• **What is being asked**
Write out all the data again, exactly as it stands.

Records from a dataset
PR #5495, opened 2025-03-12
feat: add opsgenie to migrator script

joeyorlando:
This PR adds support for migrating data from OpsGenie to Grafana IRM.

Closes https://github.com/grafana/irm/issues/1179


tools/migrators/lib/tests/pagerduty/resources/test_services.py
joeyorlando, line 1: moved from `tools/migrators/lib/tests/pagerduty/test_services.py`

tools/migrators/lib/pagerduty/migrate.py
joeyorlando, line 1: just some refactoring. filtering functions moved to their respective file under `lib/pagerduty/resouces`

tools/migrators/lib/session.py
joeyorlando, line 1: related to [this change](https://github.com/grafana/oncall/pull/5495/files#diff-f80b7dc844e6877cf041fcdf9594833110a983259326e64cb8858a171d0c8f63R20)

joeyorlando (commented):
main changes:
- OpsGenie migration capabilities. capabilities + caveats have been documented + unit-tested
- `User-Agent` header now set when communicating with OnCall API (anonymous usage data)

related to the changes in `lib/pagerduty`, there is also a bit of shuffling-around of some code in this PR. That is simply shuffling-around/de-duplication, no functional difference on the PagerDuty migrator side of things.

tools/migrators/lib/opsgenie/resources/integrations.py
```diff
@@ -0,0 +1,63 @@
...
+    if integration["oncall_integration"]:
+        OnCallAPIClient.delete(
+            f"integrations/{integration['oncall_integration']['id']}"
+        )
+
+    # Create new integration
+    payload = {
+        "name": integration["name"],
+        "type": integration["oncall_type"],
+        "team_id": None,
```
matiasb, line 57: Just to be sure, teams are not migrated, right? (so users and resources are not really linked to a team after migration, except by the "name convention")

matiasb (approved):
I haven't done an extensive review but at first look things look ok.

joeyorlando:
@matiasb correct. at the moment none of the migrator script variants migrate teams due to the sync (e.g. you create the Grafana team, but the team isn't immediately available in OnCall).

in a future PR we might be able to implement this by:
1. modifying the public API to trigger a synchronous team sync by looking at the newly added migrator User-Agent header (similar to the terraform behaviour)
2. we would also need to then fetch the list of teams and build a map of OnCall -> <PD|Splunk|OpsGenie> team, and pass that into the migrate functions which reference teams, to know which OnCall team to assign to the newly created objects

tools/migrators/lib/opsgenie/resources/integrations.py
joeyorlando: @matiasb correct. at the moment none of the migrator script variants migrate teams due to the sync (e.g. you create the Grafana team, but the team isn't immediately available in OnCall).

in a future PR we might be able to implement this by:
1. modifying the public API to trigger a synchronous team sync by looking at the newly added migrator User-Agent header (similar to the terraform behaviour)
2. we would also need to then fetch the list of teams and build a map of OnCall -> <PD|Splunk|OpsGenie> team, and pass that into the migrate functions which reference teams, to know which OnCall team to assign to the newly created objects

PR #5524, opened 2025-05-01
chore: remove "expensive" e2e tests

joeyorlando:
These CI workflow steps are never invoked (we no longer run the "expensive" e2e tests), doing some clean-up


willgallego-grafana (approved):
👍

• **Answer area**
PR #5495, opened 2025-03-12
feat: add opsgenie to migrator script

joeyorlando:
This PR adds support for migrating data from OpsGenie to Grafana IRM.

Closes https://github.com/grafana/irm/issues/1179


tools/migrators/lib/tests/pagerduty/resources/test_services.py
joeyorlando, line 1: moved from `tools/migrators/lib/tests/pagerduty/test_services.py`

tools/migrators/lib/pagerduty/migrate.py
joeyorlando, line 1: just some refactoring. filtering functions moved to their respective file under `lib/pagerduty/resouces`

tools/migrators/lib/session.py
joeyorlando, line 1: related to [this change](https://github.com/grafana/oncall/pull/5495/files#diff-f80b7dc844e6877cf041fcdf9594833110a983259326e64cb8858a171d0c8f63R20)

joeyorlando (commented):
main changes:
- OpsGenie migration capabilities. capabilities + caveats have been documented + unit-tested
- `User-Agent` header now set when communicating with OnCall API (anonymous usage data)

related to the changes in `lib/pagerduty`, there is also a bit of shuffling-around of some code in this PR. That is simply shuffling-around/de-duplication, no functional difference on the PagerDuty migrator side of things.

tools/migrators/lib/opsgenie/resources/integrations.py
```diff
@@ -0,0 +1,63 @@
...
+    if integration["oncall_integration"]:
+        OnCallAPIClient.delete(
+            f"integrations/{integration['oncall_integration']['id']}"
+        )
+
+    # Create new integration
+    payload = {
+        "name": integration["name"],
+        "type": integration["oncall_type"],
+        "team_id": None,
```
matiasb, line 57: Just to be sure, teams are not migrated, right? (so users and resources are not really linked to a team after migration, except by the "name convention")

matiasb (approved):
I haven't done an extensive review but at first look things look ok.

joeyorlando:
@matiasb correct. at the moment none of the migrator script variants migrate teams due to the sync (e.g. you create the Grafana team, but the team isn't immediately available in OnCall).

in a future PR we might be able to implement this by:
1. modifying the public API to trigger a synchronous team sync by looking at the newly added migrator User-Agent header (similar to the terraform behaviour)
2. we would also need to then fetch the list of teams and build a map of OnCall -> <PD|Splunk|OpsGenie> team, and pass that into the migrate functions which reference teams, to know which OnCall team to assign to the newly created objects

tools/migrators/lib/opsgenie/resources/integrations.py
joeyorlando: @matiasb correct. at the moment none of the migrator script variants migrate teams due to the sync (e.g. you create the Grafana team, but the team isn't immediately available in OnCall).

in a future PR we might be able to implement this by:
1. modifying the public API to trigger a synchronous team sync by looking at the newly added migrator User-Agent header (similar to the terraform behaviour)
2. we would also need to then fetch the list of teams and build a map of OnCall -> <PD|Splunk|OpsGenie> team, and pass that into the migrate functions which reference teams, to know which OnCall team to assign to the newly created objects

PR #5524, opened 2025-05-01
chore: remove "expensive" e2e tests

joeyorlando:
These CI workflow steps are never invoked (we no longer run the "expensive" e2e tests), doing some clean-up


willgallego-grafana (approved):
👍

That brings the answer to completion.